On Self-Service, Data Democratization and Language

It's all about questions and answers.

After my last (and first) post here1 was praised as "high-falutin", "speculative" and "as practical as blockchain" (I loved this last one; thanks, Benn), I decided to focus this post on a less controversial topic: self-service.

Is it a mirage? A feeling? A business state? Is it a dashboard in portrait mode? Some put it as: you know you don't have "self-service", when everyone in the data team is an English-to-SQL translator. Others as: it's that Nirvana state when our business users can create dashboards and reports by themselves. Or: when business users can select from a set of well-defined metrics and see for a specific time interval or broken down by a dimension. SQL, dashboards, reports, metrics. For one reason or another, we try to avoid the somewhat obvious definition of self-service as "when people don't need other people to answer their own business-relevant questions". (Too general? Not practical enough? It should not come as a surprise by now.)

To be honest with you, I don't even like the term "self-service" to start with. It focuses too much on "doing things by yourself". Which things? To achieve what? "To do analytics", you may say. I’ve always felt that the term "analytics" carries an opinion on how data should be used: "to be analyzed". Often, operationally, people may want data for more ordinary things, like getting a list of users to reach out to or seeing the last transactions of a specific customer.

"Data Democratization" as a term, on the other hand, may not be perfect, but it's the best we got. It manages at least to put "Data" in the title (even though a bit raw for my taste) and "Democratization", which is about accessibility, about empowering all kinds of people, about culture, processes, about decisions, and also about a system that is never finished and needs to be taken proper care of, otherwise it can turn into a centralized authoritarian system or decentralized anarchy. That's why this substack is called 'Modern Data Democracy' instead of 'Self-Service Blog'.

Now we have some overly general definitions. What's next?
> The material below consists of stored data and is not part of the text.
PR #800, opened 2020-02-21
Ensure ccframe consistently overwrites existing data files

### LINKED ISSUE #797: ccframe seems to append data to file instead of overwriting
The problem is the following:

```bash
% rm data.h5 
% ccframe -O data.h5 opt/**/*out
% du -h data.h5 
23M	data.h5
% ccframe -O data.h5 opt/**/*out
% du -h data.h5 
45M	data.h5
% ccframe -O data.h5 opt/**/*out
% du -h data.h5 
66M	data.h5
```

Somehow the `data.h5` file keeps accumulating unnecessary data.

I'll try to do a PR to fix this as soon as I can.

schneiderfelipe:
`ccframe` had an unexpected behaviour when writing `hdf5` files (when compared to other file types).
When the output data file already existed, it didn't overwrite, but *appended* the data (because [that's panda's default](https://pandas.pydata.org/pandas-docs/stable/reference/api/pandas.DataFrame.to_hdf.html)).

The problem is that, as this might get unnoticed, files keep growing, making the posterior reading process potentially slower.

This is fixed with this PR, making all output file types behave the same with regard to overwriting policy:

```bash
% rm data.h5 
% ccframe -O data.h5 opt/**/*out
% du -h data.h5 
23M	data.h5
% ccframe -O data.h5 opt/**/*out
% du -h data.h5 
23M	data.h5
```

This fixes #797.

### DIFF
--- a/cclib/scripts/ccframe.py
+++ b/cclib/scripts/ccframe.py
@@ -63,7 +63,12 @@ def main():
                         help=('name of sheet which will contain DataFrame, if '
                               'writing to an Excel file, or identifier for '
                               'the group in HDFStore, if writing a HDF file'))
+    parser.add_argument('-f', '--force', action='store_true',
+                        help=('overwrite output file in case it already exists'))
     args = parser.parse_args()
+    if args.output is not None and not args.force and os.path.exists(args.output):
+        parser.exit(1, 'failure: exiting to avoid overwriting existing file "{}"\n'.format(args.output))
+
     process_logfiles(args.compchemlogfiles, args.output, args.identifier)
 
 
--- a/cclib/scripts/ccframe.py
+++ b/cclib/scripts/ccframe.py
@@ -31,15 +31,15 @@ def process_logfiles(filenames, output, identifier):
             )
 
         if outputtype in {'csv'}:
-            df.to_csv(output)
+            df.to_csv(output, mode='w')
         elif outputtype in {'h5', 'hdf', 'hdf5'}:
-            df.to_hdf(output, key=identifier)
+            df.to_hdf(output, mode='w', key=identifier)
         elif outputtype in {'json'}:
             df.to_json(output)
         elif outputtype in {'pickle', 'pkl'}:
             df.to_pickle(output)
         elif outputtype in {'xlsx'}:
-            writer = pd.ExcelWriter(output)
+            writer = pd.ExcelWriter(output, mode='w')
             # This overwrites previous sheets
             # (see https://stackoverflow.com/a/42375263/4039050)
             df.to_excel(writer, sheet_name=identifier)
--- a/doc/sphinx/how_to_parse.rst
+++ b/doc/sphinx/how_to_parse.rst
@@ -232,8 +232,9 @@ Since the pandas library is not a dependency of cclib, `it must be installed <ht
 
 A complete data table can be parsed from many output files by following this format::
 
-    ccframe -O <OutputDest> <CompChemLogFile> [<CompChemLogFile>...]
+    ccframe [--force|-f] -O <OutputDest> <CompChemLogFile> [<CompChemLogFile>...]
 
 The argument for ``-O`` indicates the data file to be written and its extension specifies the filetype (e.g. csv, h5/hdf/hdf5, json, pickle/pkl, xlsx).
+An error will be thrown if ``<OutputDest>`` already exists, but you can force overwriting by using the ``--force`` (or ``-f``) flag.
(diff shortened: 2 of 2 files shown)


shivupa:
This seems fine.. Travis is failing very early on for some reason that seems unrelated. @langner @berquist I don't know if it is possible to retrigger a travis build, but that might fix it?

berquist:
For reasons I don't understand, despite Travis saying that's a PR build and not a branch build, the build isn't on top of the latest master. @schneiderfelipe can you rebase and force push?

langner:
> This seems fine.. Travis is failing very early on for some reason that seems unrelated. @langner @berquist I don't know if it is possible to retrigger a travis build, but that might fix it?

@shivupa it is possible, from the Travis UI. Check [this](https://stackoverflow.com/questions/17606874/trigger-a-travis-ci-rebuild-without-pushing-a-commit) out. If it doesn't work for you let us know, perhaps we need to update permissions somewhere.

> For reasons I don't understand, despite Travis saying that's a PR build and not a branch build, the build isn't on top of the latest master. @schneiderfelipe can you rebase and force push?

It does seem like a rebase is simple needed.

schneiderfelipe:
I finally managed to do this rebase. Thanks for the patience!

langner:
Thanks!

Two questions:
1. Do you think we should force 'w' mode for all file formats?
2. Do you think it'd be useful to check if the file exists before writing at all?

schneiderfelipe:
> Thanks!
> 
> Two questions:
> 
>     1. Do you think we should force 'w' mode for all file formats?

Excellent question! I forgot to address a strange fact in `pandas`. I checked and, for all `to_?` methods we use, the only one whose default isn't 'w' is [`to_hdf`](https://pandas.pydata.org/pandas-docs/stable/reference/api/pandas.DataFrame.to_hdf.html) (it is 'a' for `to_hdf`, compare with [`to_csv`](https://pandas.pydata.org/pandas-docs/stable/reference/api/pandas.DataFrame.to_csv.html)). I don't know why it is so, but I think it is a rather strange asymmetry in their API.

So, unless something changes in `pandas` in the future, we are already (implicitly) enforcing 'w' mode for all file formats with this PR.

>     2. Do you think it'd be useful to check if the file exists before writing at all?

I prefer documenting the behavior and keep enforcing writing.

On the other hand, I could do a new PR adding a new command-line option that ensures safe behavior (`--safe|-s`) and quits if the file already exists. If we define for this as default behavior we would need another option to `--force` writing.

langner:
> So, unless something changes in `pandas` in the future, we are already (implicitly) enforcing 'w' mode for all file formats with this PR.

That makes sense (I guess), but forcing 'w' on our end won't hurt in case the default changes in the future.

langner:
> On the other hand, I could do a new PR adding a new command-line option that ensures safe behavior (`--safe|-s`) and quits if the file already exists. If we define for this as default behavior we would need another option to `--force` writing.

I'm OK, although it feels more prudent to not overwrite by default, so if you're up for changing that I'd be happy to see it change. I don't think it's documented anywhere so the risk in doing this is small.

schneiderfelipe:
I thought about it and opted for a `--force|-f` flag that allows overwriting. Having a non-overwriting policy was easier to implement actually because neither `to_json` nor `to_pickle` accept the `mode` parameter (they overwrite by default).

langner:
> I thought about it and opted for a `--force|-f` flag that allows overwriting. Having a non-overwriting policy was easier to implement actually because neither `to_json` nor `to_pickle` accept the `mode` parameter (they overwrite by default).

OK, sounds good. Just waiting for Travis to be green now.

cclib/scripts/ccframe.py
```diff
@@ -63,7 +63,12 @@ def main():
                         help=('name of sheet which will contain DataFrame, if '
                               'writing to an Excel file, or identifier for '
                               'the group in HDFStore, if writing a HDF file'))
+    parser.add_argument('-f', '--force', action='store_true',
+                        help=('overwrite output file in case it already exists'))
     args = parser.parse_args()
+    if args.output is not None and not args.force and os.path.exists(args.output):
+        parser.exit(1, f'failure: exiting to avoid overwriting existing file "{args.output}"\n')
```
langner: There's a syntax error on this line: https://travis-ci.org/github/cclib/cclib/jobs/661763079#L1077

It might be prudent to add a unit test covering this new code.

schneiderfelipe: Oops sorry, Python 2.7 doesn't support f-strings.

schneiderfelipe:
Fixed. This should be fine now.

berquist:
Thanks!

Let's talk about abstractions.

Data Democratization is also about the right abstractions

Civilization advances by extending the number of important operations which we can perform without thinking about them.

A. N. Whitehead

The progress of technology (especially in the Information Age) is based on our ability to introduce abstractions that allow people from different domains of expertise to build upon each other's work. We went from hardware and microchips to operating systems to software, like your browser, which somehow led to you reading this article… All without you needing to know how to solder a circuit.
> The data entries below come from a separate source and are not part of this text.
PR #801, opened 2020-03-05
Fix Typo (numpy version in doc)

mscho527:
It looks like there is a tiny typo in the numpy version listed in the doc on line 11. Judging from line 41 and the fact that latest version of numpy being 1.19, it seems reasonable that the intended version was 1.15.


shivupa:
Thanks for this. There's an issue with Travis right now, but once we fix that up this can go in!

berquist:
Hi Minsik, can you rebase your branch against master?

mscho527:
@berquist Took a little trial and error but I believe it is all set. Thanks!

berquist:
Thank you for being so responsive!

PR #802, opened 2020-03-06
Update adding apt resource in .travis.yml

shivupa:
We needed to install a newer version of OpenBabel than was available in the apt resources of the default python Travis image. This required us to add the apt resource for Ubuntu Cosmic Cuttlefish, which is now EOL. Updating this to Eoan Ermine should fix this. It can be removed once the default python Travis image updates to the Focal LTS.

### DIFF
--- a/.travis.yml
+++ b/.travis.yml
@@ -13,7 +13,7 @@ cache:
     - $HOME/miniconda
 
 before_install:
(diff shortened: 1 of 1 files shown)


shivupa:
Relevant PR (#760)

PR #804, opened 2020-03-09
ORCA parser fails for long (1,000+ lines) inputs

aalexmmaldonado:
One of the ways the ORCA parser terminates parsing input coordinates is with
```python
if line[0] == '*' or line.strip() == "end":
    break
```
However, when the input file is longer than 1,000 lines (multiple jobs in one ORCA input file), cclib will have `' *'` instead of `'*'`. By changing orcaparser to have
```python
if '*' in line or line.strip() == "end":
    break
```
we capture all circumstances.

Here is the output file from ORCA 4.2.0 that originally caused this error:
[out-CD-2MeOH-300K-1.txt](https://github.com/cclib/cclib/files/4308555/out-CD-2MeOH-300K-1.txt)

### DIFF
--- a/cclib/parser/orcaparser.py
+++ b/cclib/parser/orcaparser.py
@@ -183,7 +183,7 @@ class ORCA(logfileparser.Logfile):
                                 continue
                             if line[0] == '#' or line.strip(' ') == '\n':
                                 continue
-                            if '*' in line or line.strip() == "end":
+                            if line.strip()[0] == '*' or line.strip() == "end":
                                 break
                             # Strip basis specification that can appear after coordinates
                             line = line.split('newGTO')[0].strip()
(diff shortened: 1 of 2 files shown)


langner:
Thanks for fixing this! One thought: using `line.strip()[0] == '*'` instead of `'*' in line` is more specific but still captures both cases. Do you think we should use that instead?

aalexmmaldonado:
More specific is always better in my opinion, so I made the switch back to using strip.

shivupa:
Can you add this test as a regression test by adding it to [cclib-data](https://github.com/cclib/cclib-data) and adding it to [regression.py](https://github.com/cclib/cclib/blob/master/test/regression.py). I can help more if needed.

aalexmmaldonado:
No problem. I believe I added everything.

langner:
Thanks for the extra effort!

PR #811, opened 2020-03-10
Make makecclib the inverse of makeopenbabel

schneiderfelipe:
(This substitutes and implements the same changes as #759. All suggestions have been included here.)

It's currently impossible to call `makecclib` from the result of `makeopenbabel` since `makeopenbabel` demands the dimension of `atomcoords` to be three. In contrast, the return object of `makecclib` is always two dimensional.

This PR ensures `np.asarray(atomcoords).ndim == 3` for the return object of ` cclib.bridge.cclib2openbabel.makecclib`.


langner:
Is there a test you can add that covers this?

schneiderfelipe:
> Is there a test you can add that covers this?

I wrote a simple test. Also, `makecclib` lacked a test, so it ended up being a test for it as well.

langner:
Looks good, but please wait for #816 and Travis to be green before merging.

PR #813, opened 2020-03-11
Correct vibfreqs, vibdisps, vibirs and vibramans for single atom

### LINKED ISSUE #778: Frequency calculation with single atom crashes cclib (ORCA)
The attached output ([cl.zip](https://github.com/cclib/cclib/files/3743973/cl.zip)) file throws an error when parsed:

```python
import cclib
cclib.ccopen("../../data/cl.out").parse()
```

The error:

And the path to data democratization is no different. It is the process of abstracting away "physical" data (in data warehouses, tables, columns, and SQL queries) and bringing things down to a conceptual level of what data represents semantically and how our questions map to the data. Whenever we fail to simplify this abstraction and make it more accessible to others in different domains, we fail to make our organization less dependent on technical know-how, where technical know-how is not needed.

Too abstract? Ok, let's talk about dbt. The T in ELT means Transformation. We all know that. But what does Transformation here really mean? We are not just transforming data as a hobby. Dbt is fun, but not that fun. When we normalize data, define new dimensions with some complicated business logic, we do this to approximate our data to its real business meaning. The success of dbt is in part explained by this need of improving abstractions, bringing the data closer to its real meaning in a business sense and by consequence getting more consistent answers downstream.

When it comes to analytics on the other hand, I'm of the opinion that we are not going far enough with our abstractions. We focus too much on tables, dimensions, measures, cubes and... dashboards.

If all you have is a hammer, everything looks like a dashboard

(This is where I join late to the party of kicking the dashboard while it's down)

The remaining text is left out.